_DATA FOR ANALYSIS_
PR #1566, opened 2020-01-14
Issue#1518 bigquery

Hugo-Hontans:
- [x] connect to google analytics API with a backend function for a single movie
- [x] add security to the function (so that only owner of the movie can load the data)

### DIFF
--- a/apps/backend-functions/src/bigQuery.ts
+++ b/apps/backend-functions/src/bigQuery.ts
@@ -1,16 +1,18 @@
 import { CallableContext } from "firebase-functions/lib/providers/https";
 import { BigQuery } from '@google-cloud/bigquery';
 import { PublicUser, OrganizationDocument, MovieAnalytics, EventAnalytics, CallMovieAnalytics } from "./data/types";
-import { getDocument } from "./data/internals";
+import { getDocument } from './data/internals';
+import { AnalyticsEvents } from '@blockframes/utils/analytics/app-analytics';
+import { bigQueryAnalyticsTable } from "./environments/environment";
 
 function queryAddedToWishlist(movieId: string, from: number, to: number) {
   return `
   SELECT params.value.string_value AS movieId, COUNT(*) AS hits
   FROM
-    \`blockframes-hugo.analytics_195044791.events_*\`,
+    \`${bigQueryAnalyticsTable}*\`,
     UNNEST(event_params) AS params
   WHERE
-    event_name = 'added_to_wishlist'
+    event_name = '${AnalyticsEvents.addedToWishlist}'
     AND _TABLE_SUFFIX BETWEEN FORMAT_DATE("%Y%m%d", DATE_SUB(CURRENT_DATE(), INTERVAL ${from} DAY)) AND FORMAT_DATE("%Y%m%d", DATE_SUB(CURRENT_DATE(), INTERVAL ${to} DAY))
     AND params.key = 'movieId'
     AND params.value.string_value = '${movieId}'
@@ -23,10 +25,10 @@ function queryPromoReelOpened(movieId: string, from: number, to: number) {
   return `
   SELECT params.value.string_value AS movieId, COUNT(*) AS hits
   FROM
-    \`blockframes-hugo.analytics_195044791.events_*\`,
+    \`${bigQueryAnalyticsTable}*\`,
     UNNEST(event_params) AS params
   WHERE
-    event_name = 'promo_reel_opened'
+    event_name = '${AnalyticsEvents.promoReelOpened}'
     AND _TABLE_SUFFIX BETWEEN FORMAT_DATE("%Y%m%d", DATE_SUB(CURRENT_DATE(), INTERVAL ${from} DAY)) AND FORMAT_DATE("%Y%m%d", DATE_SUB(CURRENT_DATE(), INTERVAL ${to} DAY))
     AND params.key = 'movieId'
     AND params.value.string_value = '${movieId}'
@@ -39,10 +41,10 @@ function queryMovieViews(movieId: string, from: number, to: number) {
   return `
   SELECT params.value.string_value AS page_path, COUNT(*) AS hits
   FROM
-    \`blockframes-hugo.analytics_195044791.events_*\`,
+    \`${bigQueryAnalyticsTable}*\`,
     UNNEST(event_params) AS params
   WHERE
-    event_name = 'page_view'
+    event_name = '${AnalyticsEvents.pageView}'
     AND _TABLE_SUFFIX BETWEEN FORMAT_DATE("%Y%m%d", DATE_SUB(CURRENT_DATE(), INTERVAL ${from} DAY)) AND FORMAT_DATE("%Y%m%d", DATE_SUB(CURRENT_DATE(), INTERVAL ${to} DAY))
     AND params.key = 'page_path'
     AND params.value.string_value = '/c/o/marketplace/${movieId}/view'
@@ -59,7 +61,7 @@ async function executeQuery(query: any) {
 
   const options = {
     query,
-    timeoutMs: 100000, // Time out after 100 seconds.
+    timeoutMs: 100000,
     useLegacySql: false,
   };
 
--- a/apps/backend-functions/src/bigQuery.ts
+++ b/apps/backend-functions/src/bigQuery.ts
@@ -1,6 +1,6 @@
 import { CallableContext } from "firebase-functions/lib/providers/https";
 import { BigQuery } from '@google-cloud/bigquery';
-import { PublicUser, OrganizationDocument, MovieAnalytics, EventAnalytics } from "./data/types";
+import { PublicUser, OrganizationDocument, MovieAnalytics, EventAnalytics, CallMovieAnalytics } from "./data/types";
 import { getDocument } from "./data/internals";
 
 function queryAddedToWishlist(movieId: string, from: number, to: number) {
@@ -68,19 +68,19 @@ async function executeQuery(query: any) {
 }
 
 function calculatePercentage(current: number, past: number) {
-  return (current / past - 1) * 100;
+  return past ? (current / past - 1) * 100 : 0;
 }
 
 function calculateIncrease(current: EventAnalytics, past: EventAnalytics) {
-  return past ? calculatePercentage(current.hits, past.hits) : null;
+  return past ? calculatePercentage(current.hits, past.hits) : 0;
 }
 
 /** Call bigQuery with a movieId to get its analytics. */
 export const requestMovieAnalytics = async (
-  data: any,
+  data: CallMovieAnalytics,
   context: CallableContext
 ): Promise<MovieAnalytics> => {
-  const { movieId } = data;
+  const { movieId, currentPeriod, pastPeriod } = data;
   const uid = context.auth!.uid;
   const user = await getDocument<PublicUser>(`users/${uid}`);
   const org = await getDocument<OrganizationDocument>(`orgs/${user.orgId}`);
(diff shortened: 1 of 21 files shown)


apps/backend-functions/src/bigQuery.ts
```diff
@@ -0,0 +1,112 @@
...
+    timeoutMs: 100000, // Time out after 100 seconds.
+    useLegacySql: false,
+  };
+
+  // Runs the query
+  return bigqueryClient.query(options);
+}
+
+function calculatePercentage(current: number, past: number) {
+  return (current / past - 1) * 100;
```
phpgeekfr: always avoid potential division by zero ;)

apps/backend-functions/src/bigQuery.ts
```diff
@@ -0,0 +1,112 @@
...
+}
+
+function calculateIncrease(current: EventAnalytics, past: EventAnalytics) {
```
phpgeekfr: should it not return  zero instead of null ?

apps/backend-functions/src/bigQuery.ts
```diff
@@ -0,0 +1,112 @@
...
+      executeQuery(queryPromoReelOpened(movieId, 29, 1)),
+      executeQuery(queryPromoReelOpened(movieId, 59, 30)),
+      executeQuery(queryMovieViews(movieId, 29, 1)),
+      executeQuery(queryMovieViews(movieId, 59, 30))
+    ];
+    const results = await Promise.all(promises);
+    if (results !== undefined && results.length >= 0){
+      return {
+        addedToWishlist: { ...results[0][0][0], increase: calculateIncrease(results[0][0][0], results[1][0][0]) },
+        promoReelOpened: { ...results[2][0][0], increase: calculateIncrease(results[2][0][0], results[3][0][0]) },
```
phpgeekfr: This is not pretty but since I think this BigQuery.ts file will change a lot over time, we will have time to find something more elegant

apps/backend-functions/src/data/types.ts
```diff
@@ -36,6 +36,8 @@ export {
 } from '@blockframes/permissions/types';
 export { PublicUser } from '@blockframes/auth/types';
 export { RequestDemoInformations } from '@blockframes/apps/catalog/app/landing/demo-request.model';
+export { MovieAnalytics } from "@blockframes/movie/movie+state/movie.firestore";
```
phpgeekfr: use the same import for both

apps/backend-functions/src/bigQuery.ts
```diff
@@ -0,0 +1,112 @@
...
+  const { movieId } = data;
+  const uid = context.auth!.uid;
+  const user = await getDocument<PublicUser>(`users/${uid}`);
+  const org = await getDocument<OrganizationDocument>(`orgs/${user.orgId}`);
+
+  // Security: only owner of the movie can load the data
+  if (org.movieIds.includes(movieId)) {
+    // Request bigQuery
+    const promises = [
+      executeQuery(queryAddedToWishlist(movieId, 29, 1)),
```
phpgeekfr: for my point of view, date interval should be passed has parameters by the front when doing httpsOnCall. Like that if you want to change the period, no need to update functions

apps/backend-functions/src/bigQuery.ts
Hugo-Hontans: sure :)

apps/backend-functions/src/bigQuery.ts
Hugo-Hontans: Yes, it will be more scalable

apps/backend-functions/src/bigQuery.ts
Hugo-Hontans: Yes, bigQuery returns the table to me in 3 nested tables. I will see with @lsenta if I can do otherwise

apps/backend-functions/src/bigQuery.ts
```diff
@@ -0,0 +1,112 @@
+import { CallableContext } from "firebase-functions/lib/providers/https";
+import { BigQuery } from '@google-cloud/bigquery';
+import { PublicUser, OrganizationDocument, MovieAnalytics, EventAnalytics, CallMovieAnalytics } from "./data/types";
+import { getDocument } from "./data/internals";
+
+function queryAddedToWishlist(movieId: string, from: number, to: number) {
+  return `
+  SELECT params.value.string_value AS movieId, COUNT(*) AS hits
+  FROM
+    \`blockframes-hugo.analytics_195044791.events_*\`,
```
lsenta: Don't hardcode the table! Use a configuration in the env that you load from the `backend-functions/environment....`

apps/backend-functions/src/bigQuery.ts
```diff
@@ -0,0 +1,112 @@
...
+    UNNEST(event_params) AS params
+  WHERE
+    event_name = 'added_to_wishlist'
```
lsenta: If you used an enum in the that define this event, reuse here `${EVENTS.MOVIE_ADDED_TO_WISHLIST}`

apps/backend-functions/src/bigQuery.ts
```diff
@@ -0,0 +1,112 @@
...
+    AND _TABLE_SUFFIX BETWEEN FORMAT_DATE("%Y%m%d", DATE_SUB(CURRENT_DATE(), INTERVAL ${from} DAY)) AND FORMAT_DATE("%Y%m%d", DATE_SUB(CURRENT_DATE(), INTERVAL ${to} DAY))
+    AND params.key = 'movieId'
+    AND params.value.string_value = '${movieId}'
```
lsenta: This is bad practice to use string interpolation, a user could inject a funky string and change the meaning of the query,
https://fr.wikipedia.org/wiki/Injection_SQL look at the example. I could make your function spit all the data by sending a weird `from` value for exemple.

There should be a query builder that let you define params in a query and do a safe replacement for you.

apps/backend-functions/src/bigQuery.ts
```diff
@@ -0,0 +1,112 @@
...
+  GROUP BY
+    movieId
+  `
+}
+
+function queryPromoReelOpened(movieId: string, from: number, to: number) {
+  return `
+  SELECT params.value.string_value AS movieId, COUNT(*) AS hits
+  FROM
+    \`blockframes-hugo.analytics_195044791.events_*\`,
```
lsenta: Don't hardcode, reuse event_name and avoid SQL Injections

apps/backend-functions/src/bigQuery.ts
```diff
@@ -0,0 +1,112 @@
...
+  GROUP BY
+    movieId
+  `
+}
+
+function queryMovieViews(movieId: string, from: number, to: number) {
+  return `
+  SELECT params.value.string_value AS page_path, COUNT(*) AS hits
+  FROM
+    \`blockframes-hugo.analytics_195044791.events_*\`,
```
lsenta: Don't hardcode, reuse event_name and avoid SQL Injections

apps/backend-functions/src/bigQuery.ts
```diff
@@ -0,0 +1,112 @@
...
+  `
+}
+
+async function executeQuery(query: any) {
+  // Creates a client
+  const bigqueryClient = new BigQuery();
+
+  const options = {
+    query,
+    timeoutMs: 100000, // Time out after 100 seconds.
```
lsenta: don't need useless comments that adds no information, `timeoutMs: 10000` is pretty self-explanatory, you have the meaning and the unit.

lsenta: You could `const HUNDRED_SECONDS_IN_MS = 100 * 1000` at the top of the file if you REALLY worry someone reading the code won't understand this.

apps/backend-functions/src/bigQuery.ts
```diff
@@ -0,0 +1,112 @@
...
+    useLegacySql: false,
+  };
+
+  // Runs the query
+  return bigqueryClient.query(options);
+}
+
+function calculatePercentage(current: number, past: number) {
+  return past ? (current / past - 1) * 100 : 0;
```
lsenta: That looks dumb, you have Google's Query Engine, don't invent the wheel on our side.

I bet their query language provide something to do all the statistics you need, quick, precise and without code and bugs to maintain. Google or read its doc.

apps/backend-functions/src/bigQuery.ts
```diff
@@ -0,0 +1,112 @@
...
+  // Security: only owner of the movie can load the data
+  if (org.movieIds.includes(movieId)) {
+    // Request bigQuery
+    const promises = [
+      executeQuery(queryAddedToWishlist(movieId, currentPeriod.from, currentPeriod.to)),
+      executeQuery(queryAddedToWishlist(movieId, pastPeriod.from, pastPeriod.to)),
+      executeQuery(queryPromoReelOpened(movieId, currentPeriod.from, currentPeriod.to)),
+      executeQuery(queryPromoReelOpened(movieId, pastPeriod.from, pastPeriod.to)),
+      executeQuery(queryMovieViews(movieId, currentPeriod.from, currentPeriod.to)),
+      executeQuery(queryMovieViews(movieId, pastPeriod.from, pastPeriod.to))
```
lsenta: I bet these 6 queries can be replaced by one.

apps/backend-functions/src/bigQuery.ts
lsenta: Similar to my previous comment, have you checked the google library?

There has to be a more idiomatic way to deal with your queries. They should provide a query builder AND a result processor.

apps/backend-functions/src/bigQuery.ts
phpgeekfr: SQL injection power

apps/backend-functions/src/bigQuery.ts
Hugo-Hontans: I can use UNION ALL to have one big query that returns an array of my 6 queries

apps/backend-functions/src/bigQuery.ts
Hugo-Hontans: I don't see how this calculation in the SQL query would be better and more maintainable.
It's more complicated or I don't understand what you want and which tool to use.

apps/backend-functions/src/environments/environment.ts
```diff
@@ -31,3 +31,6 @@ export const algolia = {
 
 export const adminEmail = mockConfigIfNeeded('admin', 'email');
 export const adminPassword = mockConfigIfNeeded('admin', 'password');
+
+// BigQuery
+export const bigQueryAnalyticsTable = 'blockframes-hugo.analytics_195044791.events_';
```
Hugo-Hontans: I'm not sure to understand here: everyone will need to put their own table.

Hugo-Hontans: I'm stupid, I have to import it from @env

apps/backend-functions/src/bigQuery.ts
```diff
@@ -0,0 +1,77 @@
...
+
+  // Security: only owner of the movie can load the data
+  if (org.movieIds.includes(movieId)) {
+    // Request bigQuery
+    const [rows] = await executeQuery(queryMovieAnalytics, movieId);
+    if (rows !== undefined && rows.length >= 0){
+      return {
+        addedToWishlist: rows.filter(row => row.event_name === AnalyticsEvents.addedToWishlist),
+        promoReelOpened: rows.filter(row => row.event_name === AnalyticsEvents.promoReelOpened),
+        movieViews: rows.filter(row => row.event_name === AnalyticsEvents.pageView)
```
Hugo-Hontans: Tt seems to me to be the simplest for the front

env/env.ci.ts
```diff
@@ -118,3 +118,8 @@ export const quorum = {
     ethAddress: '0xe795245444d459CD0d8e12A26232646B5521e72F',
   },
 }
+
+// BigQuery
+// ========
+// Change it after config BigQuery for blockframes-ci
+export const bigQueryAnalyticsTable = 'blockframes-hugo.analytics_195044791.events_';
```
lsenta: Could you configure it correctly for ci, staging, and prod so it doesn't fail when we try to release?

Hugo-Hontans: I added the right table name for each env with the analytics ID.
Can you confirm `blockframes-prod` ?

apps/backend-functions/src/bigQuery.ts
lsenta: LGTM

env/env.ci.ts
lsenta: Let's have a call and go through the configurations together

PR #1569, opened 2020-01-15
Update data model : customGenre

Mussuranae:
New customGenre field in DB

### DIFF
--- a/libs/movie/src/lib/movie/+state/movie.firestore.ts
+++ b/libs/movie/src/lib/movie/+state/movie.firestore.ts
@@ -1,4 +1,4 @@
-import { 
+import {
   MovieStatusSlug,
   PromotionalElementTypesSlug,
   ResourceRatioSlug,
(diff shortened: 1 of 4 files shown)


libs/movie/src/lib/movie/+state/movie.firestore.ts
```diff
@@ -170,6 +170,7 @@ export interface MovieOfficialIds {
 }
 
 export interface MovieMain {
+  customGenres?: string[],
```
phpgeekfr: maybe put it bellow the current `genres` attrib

_EXERCISE DIRECTIONS_
Total the lines of the data that include the word "zero", and give that total as the sole response.

_RESULT_
2